Only certain lines below are wanted: those starting at the line containing "### LINKED ISSUE" and ending at the line containing "With Discord/Vesktop closed, the", both included, each retyped exactly.

Dataset entries:
== Segment start ==
PR #619, opened 2026-09-05
fix(discord): make IPC reconnect non-blocking

### LINKED ISSUE #615: DiscordIpc::checkReconnect() runs up to 30 sequential blocking socket connects on the main thread every 5 seconds
**Severity: Medium — periodic UI stutter for any user without Discord running, worse with a stale socket file**

### Issue type

### What happened?

With Discord/Vesktop closed, the shell has a small but very regular hitch roughly every 5 seconds — most noticeable as a stutter in animations or a delayed response to input at that cadence.

Root cause: `shell/plugin/src/Caelestia/Services/discordipc.cpp`, `checkReconnect()` (invoked from `m_reconnectTimer`'s `timeout()`, interval 5000ms, on the object's own thread — the QML engine thread) does:
```cpp
for (int slot = 0; slot <= 9; ++slot) {
    QString pipePath = runtimeDir + "/discord-ipc-" + QString::number(slot);
    m_socket->connectToServer(pipePath);
    if (m_socket->waitForConnected(500))
        return;
}
// then the same 0..9 loop again for each of 2 Flatpak app-ids
```
That's up to 30 sequential `connectToServer()` + `waitForConnected(500)` pairs per invocation, all synchronous and all on the QML thread — `waitForConnected` spins the event loop internally but still blocks the calling function (and therefore blocks whatever queued QML work was waiting behind it) until each attempt resolves or hits its own 500ms timeout. For a nonexistent socket path this usually fails fast (ENOENT), so the common case is a small but real cumulative hitch; but a **stale leftover socket file** from a crashed Discord/Vesktop session (the path exists but nothing is `accept()`-ing on it) turns one of those 30 attempts into a full 500ms hard freeze of the shell, recurring every 5 seconds until the stale file is cleaned up or Discord is relaunched.

### Steps to reproduce

1. Enable the Discord Rich Presence integration, then kill Discord/Vesktop with `kill -9` so it leaves its IPC socket file behind under `$XDG_RUNTIME_DIR/discord-ipc-0` instead of cleaning it up.
2. Watch shell responsiveness — every 5 seconds there's a visible ~500ms freeze while `checkReconnect()` blocks on the stale socket.
3. `ls -la $XDG_RUNTIME_DIR/discord-ipc-*` confirms the stale file is still present and nothing is listening on it (`fuser` shows no owning process).

### Caelestia version

main branch

### Distro

CachyOS

### Logs or screenshots

No error output — `waitForConnected` returning `false` after its timeout isn't logged; the only evidence is the periodic stutter and the leftover socket file.

---
_Note: the 0..9-slot + Flatpak-app-id scan is exactly the fix landed in #332 for #315 (native Discord/Vesktop only trying `discord-ipc-0`, breaking under Flatpak). That fix was correct in scope but turned a single fast connect attempt into up to 30 sequential blocking ones on the QML thread — this issue is the performance regression that fix introduced, not a duplicate of it._

aroaxinping:
## What does this change?

`checkReconnect()` called `waitForConnected(500)` up to 30 times per
invocation — 10 native slots + 2 Flatpak app-ids × 10 slots — all on
the QML thread. With Discord closed, small periodic hitch every 5 s.
With a stale socket file from a crashed Discord/Vesktop, one of those
attempts hard-freezes the shell for 500 ms, every 5 s, until the file
is gone.

Replaces the blocking loop with a signal-driven state machine:
- `checkReconnect()` builds the candidate list and calls `tryNextPath()`
- `tryNextPath()` skips non-existent paths with `QFile::exists()` and
  calls `connectToServer()` without `waitForConnected()`
- `onError()` advances to the next candidate via a queued
  `invokeMethod()` to avoid recursion on synchronous failures

## How did you test it?

Killed Vesktop with `kill -9` to leave a stale socket, confirmed no
freeze. Also verified normal connect/disconnect cycle still works.

## Type

- [x] Bug fix

Closes #615

### DIFF
--- a/shell/plugin/src/Caelestia/Services/discordipc.cpp
+++ b/shell/plugin/src/Caelestia/Services/discordipc.cpp
@@ -18,7 +18,8 @@ enum class Opcode : int32_t {
 };
 
 DiscordIpc::DiscordIpc(QObject* parent)
-    : QObject(parent), m_socket(new QLocalSocket(this)), m_reconnectTimer(new QTimer(this)), m_connected(false)
+    : QObject(parent), m_socket(new QLocalSocket(this)), m_reconnectTimer(new QTimer(this)),
+      m_connectTimeout(new QTimer(this)), m_connected(false)
 {
     connect(m_socket, &QLocalSocket::connected, this, &DiscordIpc::onSocketConnected);
     connect(m_socket, &QLocalSocket::disconnected, this, &DiscordIpc::onSocketDisconnected);
@@ -31,6 +32,15 @@ DiscordIpc::DiscordIpc(QObject* parent)
 
     m_reconnectTimer->setInterval(5000);
     connect(m_reconnectTimer, &QTimer::timeout, this, &DiscordIpc::checkReconnect);
+
+    m_connectTimeout->setSingleShot(true);
+    m_connectTimeout->setInterval(1000);
+    connect(m_connectTimeout, &QTimer::timeout, this, [this]() {
+        if (m_socket->state() == QLocalSocket::ConnectingState) {
+            m_socket->abort();
+            tryNextPath();
+        }
+    });
 }
 
 DiscordIpc::~DiscordIpc() {
@@ -52,6 +62,8 @@ void DiscordIpc::connectIpc(const QString& clientId) {
 
 void DiscordIpc::disconnectIpc() {
     m_reconnectTimer->stop();
+    m_connectTimeout->stop();
+    m_pendingPaths.clear();
     m_clientId.clear();
     m_socket->abort();
     if (m_connected) {
@@ -82,20 +94,27 @@ void DiscordIpc::checkReconnect() {
 }
 
 void DiscordIpc::tryNextPath() {
+    if (m_clientId.isEmpty()) {
+        m_pendingPaths.clear();
+        return;
+    }
+
     while (!m_pendingPaths.isEmpty()) {
         const QString path = m_pendingPaths.takeFirst();
         if (QFile::exists(path)) {
             if (m_socket->state() != QLocalSocket::UnconnectedState)
                 m_socket->abort();
             m_socket->connectToServer(path);
+            m_connectTimeout->start();
             return;
         }
     }
-    // All candidates exhausted — timer retries in 5 s
 }
 
 void DiscordIpc::onSocketConnected() {
-    // Send Handshake
+    m_connectTimeout->stop();
+    m_pendingPaths.clear();
+
     QJsonObject payload;
     payload["v"] = 1;
     payload["client_id"] = m_clientId;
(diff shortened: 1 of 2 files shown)


shell/plugin/src/Caelestia/Services/discordipc.cpp
```diff
@@ -109,6 +113,11 @@ void DiscordIpc::onSocketDisconnected() {
 void DiscordIpc::onError(QLocalSocket::LocalSocketError) {
     emit errorOccurred(m_socket->errorString());
     onSocketDisconnected();
+    // If a reconnect scan is in progress, try the next candidate non-blocking.
+    // Use a queued invoke to avoid re-entering connectToServer() inside its own
+    // error signal, which can recurse on synchronous failures (e.g. ENOENT).
+    if (!m_pendingPaths.isEmpty())
+        QMetaObject::invokeMethod(this, &DiscordIpc::tryNextPath, Qt::QueuedConnection);
```
0xSolanaceae, line 137: m_pendingPaths is only cleared in checkReconnect(). After a successful connect it still has like 30 leftover paths, so this can fire on an unrelated error later - even after the user disables the integration (disconnectIpc() doesn't clear it, and tryNextPath() doesn't check m_clientId). That means a connect can happen after the user turned it off. if you could clear the list on connect/disconnect/disable, or adding a m_clientId check to tryNextPath(), that would be great

shell/plugin/src/Caelestia/Services/discordipc.cpp
```diff
@@ -63,31 +64,34 @@ void DiscordIpc::checkReconnect() {
...
+    tryNextPath();
+}
+
+void DiscordIpc::tryNextPath() {
+    while (!m_pendingPaths.isEmpty()) {
+        const QString path = m_pendingPaths.takeFirst();
+        if (QFile::exists(path)) {
+            if (m_socket->state() != QLocalSocket::UnconnectedState)
+                m_socket->abort();
+            m_socket->connectToServer(path);
```
0xSolanaceae, line 107: the old waitForConnected(500) was the only timeout on a connect attempt. Now if a connect hangs the socket will stay in ConnectingState forever and checkReconnect() bails out on that state, so nothing ever retries - ARPC is stuck until the user toggles the feature off and on. Maybe add a timeout that aborts a stuck connect?

0xSolanaceae (changes requested):
couple additions, thanks!

aroaxinping:
Addressed both points. m_pendingPaths is now cleared on successful connect, in disconnectIpc(), and tryNextPath() bails early if m_clientId was cleared. Added a 1s singleshot connect timeout. I think 500ms would also work but native sockets connect in microseconds so the timeout only really fires on dead sockets or slow Flatpak portals, and QFile::exists() already skips most candidates before they hit connectToServer(). Happy to lower it if you prefer.

0xSolanaceae (approved):
LGTM!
== Segment end ==
Solution for this problem:
### LINKED ISSUE #615: DiscordIpc::checkReconnect() runs up to 30 sequential blocking socket connects on the main thread every 5 seconds
**Severity: Medium — periodic UI stutter for any user without Discord running, worse with a stale socket file**

### Issue type

### What happened?

With Discord/Vesktop closed, the shell has a small but very regular hitch roughly every 5 seconds — most noticeable as a stutter in animations or a delayed response to input at that cadence.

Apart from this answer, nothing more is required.